Exercise brief: Your job is to set down the stretch of entries that opens with the line containing "fix: Memory mining/freshen" and closes with the line containing "re-sorting later pages". Keep both end lines, copy each exactly, and add nothing.

★ ★ ★

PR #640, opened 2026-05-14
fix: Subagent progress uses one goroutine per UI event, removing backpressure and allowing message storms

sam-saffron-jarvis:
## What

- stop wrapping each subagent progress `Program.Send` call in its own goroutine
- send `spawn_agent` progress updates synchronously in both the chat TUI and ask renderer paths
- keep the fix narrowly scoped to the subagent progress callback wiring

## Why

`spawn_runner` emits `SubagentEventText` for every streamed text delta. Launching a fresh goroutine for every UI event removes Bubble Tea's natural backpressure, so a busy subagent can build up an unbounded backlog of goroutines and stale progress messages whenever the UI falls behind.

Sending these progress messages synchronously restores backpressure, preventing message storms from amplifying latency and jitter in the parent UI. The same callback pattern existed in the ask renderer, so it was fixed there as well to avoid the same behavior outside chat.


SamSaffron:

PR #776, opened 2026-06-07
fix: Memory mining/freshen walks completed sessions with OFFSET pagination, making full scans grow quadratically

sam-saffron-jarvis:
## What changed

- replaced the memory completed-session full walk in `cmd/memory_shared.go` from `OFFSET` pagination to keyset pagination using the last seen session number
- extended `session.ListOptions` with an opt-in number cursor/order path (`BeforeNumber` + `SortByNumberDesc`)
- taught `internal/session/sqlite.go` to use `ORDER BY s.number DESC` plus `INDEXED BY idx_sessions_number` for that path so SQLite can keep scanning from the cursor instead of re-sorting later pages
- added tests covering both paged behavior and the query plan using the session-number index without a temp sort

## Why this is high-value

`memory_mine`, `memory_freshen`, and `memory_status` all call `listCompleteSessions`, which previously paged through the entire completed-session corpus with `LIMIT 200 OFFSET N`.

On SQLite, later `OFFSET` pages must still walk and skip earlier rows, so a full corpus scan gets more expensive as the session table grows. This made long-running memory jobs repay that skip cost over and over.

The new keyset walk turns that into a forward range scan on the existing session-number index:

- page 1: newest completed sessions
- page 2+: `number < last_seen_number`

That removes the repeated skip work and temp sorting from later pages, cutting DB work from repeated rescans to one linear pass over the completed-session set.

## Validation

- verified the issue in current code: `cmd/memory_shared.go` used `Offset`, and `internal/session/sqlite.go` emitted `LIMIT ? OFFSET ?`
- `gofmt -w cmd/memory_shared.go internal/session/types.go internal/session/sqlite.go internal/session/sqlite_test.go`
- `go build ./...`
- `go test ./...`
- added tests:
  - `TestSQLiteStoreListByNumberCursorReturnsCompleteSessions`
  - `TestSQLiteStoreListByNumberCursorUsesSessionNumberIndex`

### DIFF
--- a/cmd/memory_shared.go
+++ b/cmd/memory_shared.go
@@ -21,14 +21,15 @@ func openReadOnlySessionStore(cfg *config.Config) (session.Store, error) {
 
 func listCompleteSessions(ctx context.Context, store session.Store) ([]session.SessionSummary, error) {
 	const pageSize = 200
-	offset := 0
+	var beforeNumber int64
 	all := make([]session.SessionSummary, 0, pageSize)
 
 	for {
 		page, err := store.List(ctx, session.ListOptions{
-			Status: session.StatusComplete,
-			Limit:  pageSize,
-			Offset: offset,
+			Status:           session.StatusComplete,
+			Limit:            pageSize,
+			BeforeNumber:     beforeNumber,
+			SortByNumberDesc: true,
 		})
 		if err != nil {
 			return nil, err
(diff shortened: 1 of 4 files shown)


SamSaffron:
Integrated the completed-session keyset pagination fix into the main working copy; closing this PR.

★ ★ ★

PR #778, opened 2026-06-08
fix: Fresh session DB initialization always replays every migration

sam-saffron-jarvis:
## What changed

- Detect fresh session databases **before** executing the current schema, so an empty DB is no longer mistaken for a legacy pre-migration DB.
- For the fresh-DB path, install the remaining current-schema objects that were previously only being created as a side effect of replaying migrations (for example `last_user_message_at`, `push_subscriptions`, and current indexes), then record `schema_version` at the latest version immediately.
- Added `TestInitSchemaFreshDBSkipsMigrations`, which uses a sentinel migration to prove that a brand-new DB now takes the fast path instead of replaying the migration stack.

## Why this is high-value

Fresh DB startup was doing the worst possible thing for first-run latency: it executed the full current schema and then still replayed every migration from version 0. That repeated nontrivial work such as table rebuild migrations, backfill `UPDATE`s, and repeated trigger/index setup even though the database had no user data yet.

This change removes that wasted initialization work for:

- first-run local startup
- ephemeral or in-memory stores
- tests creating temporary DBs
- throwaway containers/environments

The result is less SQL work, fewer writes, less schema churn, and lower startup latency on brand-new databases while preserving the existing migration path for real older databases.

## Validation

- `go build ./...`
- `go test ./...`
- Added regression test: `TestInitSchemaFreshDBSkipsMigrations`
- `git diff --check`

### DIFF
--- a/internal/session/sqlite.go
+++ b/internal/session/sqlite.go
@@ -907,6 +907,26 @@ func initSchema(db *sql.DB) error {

★ ★ ★

Task output:
fix: Memory mining/freshen walks completed sessions with OFFSET pagination, making full scans grow quadratically

sam-saffron-jarvis:
## What changed

- replaced the memory completed-session full walk in `cmd/memory_shared.go` from `OFFSET` pagination to keyset pagination using the last seen session number
- extended `session.ListOptions` with an opt-in number cursor/order path (`BeforeNumber` + `SortByNumberDesc`)
- taught `internal/session/sqlite.go` to use `ORDER BY s.number DESC` plus `INDEXED BY idx_sessions_number` for that path so SQLite can keep scanning from the cursor instead of re-sorting later pages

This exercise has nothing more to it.